Someone told me those are Troy ounces, which are heavier than garden
variety ounce-ounces. Perhaps they also launch a thousand ships. See also
the millihelen:

"A unit of measure of pulchritude, corresponding to the amount of beauty
required to launch one ship."


Note: this is not included in the Système International d'unités, even
though that is French.

Okay, let me add there are several conservative assumptions in my estimate
which I did not enumerate. I am assuming there is practically no
improvement in related technology, which is silly. For example:

Even with cold fusion central generators, we could have small ones, in 1 MW
range. They could be close to population centers, or in population centers
where there are now transformers.
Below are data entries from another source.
PR #1065, opened 2023-08-24
Opening a directory shows existing projects in Project Explorer

yuzawa-san:
The existing behavior is to always run the import wizard, but this is not necessary if the directory being opened is the root of an existing project. In that case, the project will be shown in the Project Explorer. If the project is open, it will be refreshed. If the project is closed, it will be opened. Additionally, I tried to make the code flow a little easier to follow and with less 'arrow'. There are decent amount of whitespace changes. If there is an easier way to do this please advise, but I tried to lean on the existing view/selection methods and commands.

Rationale:

- I was looking at https://github.com/desktop/desktop/issues/16991 and per [their requirements](https://github.com/desktop/desktop/blob/development/docs/technical/editor-integration.md) the opening of directories should be properly supported (i.e. you open a github repo and can choose "open repo in eclipse"). However, the current behavior is not useful for already imported projects since the wizard says it's already imported. This change will make the open directory call more useful.

Screen recording:

https://github.com/eclipse-platform/eclipse.platform.ui/assets/1082334/c8db553a-cf03-49a8-a8d0-905eb14c6283

Scenarios in video (the mac `open` command line tool is used):

- open a file in a project
- open an existing project which is open is refreshed
- open an existing project which is closed is opened
- open another directory (opens import wizard)

### DIFF
--- a/bundles/org.eclipse.ui.ide.application/src/org/eclipse/ui/internal/ide/application/DelayedEventsProcessor.java
+++ b/bundles/org.eclipse.ui.ide.application/src/org/eclipse/ui/internal/ide/application/DelayedEventsProcessor.java
@@ -1,5 +1,5 @@
 /*******************************************************************************
- * Copyright (c) 2010, 2021 IBM Corporation and others.
+ * Copyright (c) 2010, 2021, 2023 IBM Corporation and others.
  *
  * This program and the accompanying materials
  * are made available under the terms of the Eclipse Public License 2.0
@@ -14,6 +14,8 @@
  *                       at a specific line/col
  *     Nitin Dahyabhai - Bug 567708 - Support for MultiPageEditorParts
  *                       containing a TextEditor page
+ *     James Yuzawa    - 'Open Directory' action shows existing projects in
+ *                       Project Explorer
  ******************************************************************************/
 
 package org.eclipse.ui.internal.ide.application;
@@ -25,11 +27,18 @@ import java.net.URI;
 import java.net.URISyntaxException;
 import java.util.ArrayList;
 
+import org.eclipse.core.commands.Command;
+import org.eclipse.core.commands.ExecutionEvent;
+import org.eclipse.core.commands.common.CommandException;
+import org.eclipse.core.resources.IProject;
+import org.eclipse.core.resources.ResourcesPlugin;
 import org.eclipse.core.runtime.CoreException;
+import org.eclipse.core.runtime.IPath;
 import org.eclipse.core.runtime.IStatus;
 import org.eclipse.core.runtime.Platform;
 import org.eclipse.core.runtime.Status;
 import org.eclipse.jface.dialogs.MessageDialog;
+import org.eclipse.jface.viewers.StructuredSelection;
 import org.eclipse.jface.wizard.WizardDialog;
 import org.eclipse.osgi.util.NLS;
 import org.eclipse.swt.SWT;
@@ -38,14 +47,20 @@ import org.eclipse.swt.widgets.Event;
 import org.eclipse.swt.widgets.Listener;
 import org.eclipse.swt.widgets.Shell;
 import org.eclipse.ui.IEditorPart;
+import org.eclipse.ui.IViewPart;
+import org.eclipse.ui.IWorkbenchCommandConstants;
 import org.eclipse.ui.IWorkbenchPage;
 import org.eclipse.ui.IWorkbenchWindow;
 import org.eclipse.ui.PartInitException;
 import org.eclipse.ui.PlatformUI;
+import org.eclipse.ui.WorkbenchException;
+import org.eclipse.ui.commands.ICommandService;
 import org.eclipse.ui.ide.IDE;
 import org.eclipse.ui.internal.ide.IDEWorkbenchMessages;
 import org.eclipse.ui.internal.ide.IDEWorkbenchPlugin;
 import org.eclipse.ui.internal.wizards.datatransfer.SmartImportWizard;
+import org.eclipse.ui.navigator.resources.ProjectExplorer;
+import org.eclipse.ui.part.ISetSelectionTarget;
 import org.eclipse.urischeme.IUriSchemeProcessor;
 import org.osgi.framework.Bundle;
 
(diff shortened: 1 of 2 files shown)


bundles/org.eclipse.ui.ide.application/src/org/eclipse/ui/internal/ide/application/DelayedEventsProcessor.java
```diff
@@ -183,90 +198,119 @@ public void run() {
...
+				if (shell != null) {
+					if (shell.getMinimized())
+						shell.setMinimized(false);
+					shell.forceActive();
+				}
+				try {
+					if (details.fileInfo.isDirectory()) {
+						// Open a directory
+						File directory = new File(details.fileStore.toURI());
+						for (IProject project : ResourcesPlugin.getWorkspace().getRoot().getProjects()) {
```
BeckerWdf, line 226: May it be that some of the methods in `ResourcesPlugin.getWorkspace().getRoot().getProjects()` return null?

bundles/org.eclipse.ui.ide.application/src/org/eclipse/ui/internal/ide/application/DelayedEventsProcessor.java
```diff
@@ -183,90 +198,119 @@ public void run() {
...
-								Bundle textEditorBundle = Platform.getBundle(TEXTEDITOR_BUNDLE_NAME);
-								if (textEditorBundle != null) {
-									Class<?> textEditorClass = textEditorBundle.loadClass(TEXTEDITOR_CLASS_NAME);
-									if (textEditorClass != null) {
-										Object textEditor = invoke(openEditor, "getAdapter", //$NON-NLS-1$
-												new Class[] { Class.class }, new Object[] { textEditorClass });
-										if (textEditor != null) {
-											openEditor = (IEditorPart) textEditor;
-										}
+								IViewPart view = page.showView(ProjectExplorer.VIEW_ID);
```
BeckerWdf, line 234: So this is specific to the project explorer view. But what about other views like "Package Explorer" or other "Navigator-Views"?

This will open the project explorer view if it is not yet open, correct? Is this really what a user wants?

mickaelistria (approved):
Thank you. This patch is interesting and implementation looks good.
Eclipse Platform is currently in stabilization/RC phase for one more week and we typically avoid feature addition in that phase. We will try to merge it soon after we can start feature development for next/4.30 release.

BeckerWdf:
It would be nice to have some kind of automated tests for this as well.

bundles/org.eclipse.ui.ide.application/src/org/eclipse/ui/internal/ide/application/DelayedEventsProcessor.java
iloveeclipse: no

bundles/org.eclipse.ui.ide.application/src/org/eclipse/ui/internal/ide/application/DelayedEventsProcessor.java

This would greatly reduce transmission
and distribution losses (T&D).

It is unreasonable to assume that thermal conversion efficiency will not
improve.

The 60% duty cycle may be too conservative. I estimated that from the
demand for electricity, which falls at night. You cannot turn off a fission
nuclear plant, but you can turn off natural gas or -- probably -- cold
fusion, so you probably would. So it would only run 16 hours a day (60%
duty cycle). However, Elon Musk is now trying to make tremendous numbers of
batteries very cheaply. If he succeeds, we can leave the cold fusion
generator on 24-hours a day and store up the electricity. The duty cycle is
close to 100% and the spreadsheet tells me that's . . . 15% of today's
electricity in Scenario 1, and 150% in Scenario 2.

Musk is trying to do this so that we can use solar power, or wind power. It
works out better and cheaper for Pd-D cold fusion power. With Ni or Ti, you
would not need batteries at all, except for a transient increases in demand.